:: MATERIALS PROVIDED ::

PR #7965, opened 2026-04-06
chore(gapic-generator-typescript): remove bazel dependency from build

GautamSharda:
This change removes the Bazel dependency from the gapic-generator-typescript project. All Bazel configuration files have been deleted and package.json scripts have been updated to use the standard TypeScript compiler (tsc) directly.

Bazel was originally introduced to export build rules for the googleapis monorepo. However, following the consolidation of the generator into google-cloud-node/core, Bazel is no longer necessary and adds significant overhead (e.g., 4+ minute installations via npm run compile). Since tsc provides all the compilation functionality needed natively, removing Bazel simplifies the toolchain and speeds up CI pipelines without losing capabilities.

For https://github.com/googleapis/librarian/issues/4593
Fixes b/492949752


quirogas:
Closing due to inactivity. sorry @GautamSharda :(.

:::

Could you output every entry above exactly as it stands?

PR #7965, opened 2026-04-06
chore(gapic-generator-typescript): remove bazel dependency from build

GautamSharda:
This change removes the Bazel dependency from the gapic-generator-typescript project. All Bazel configuration files have been deleted and package.json scripts have been updated to use the standard TypeScript compiler (tsc) directly.

Bazel was originally introduced to export build rules for the googleapis monorepo. However, following the consolidation of the generator into google-cloud-node/core, Bazel is no longer necessary and adds significant overhead (e.g., 4+ minute installations via npm run compile). Since tsc provides all the compilation functionality needed natively, removing Bazel simplifies the toolchain and speeds up CI pipelines without losing capabilities.

For https://github.com/googleapis/librarian/issues/4593
Fixes b/492949752


quirogas:
Closing due to inactivity. sorry @GautamSharda :(.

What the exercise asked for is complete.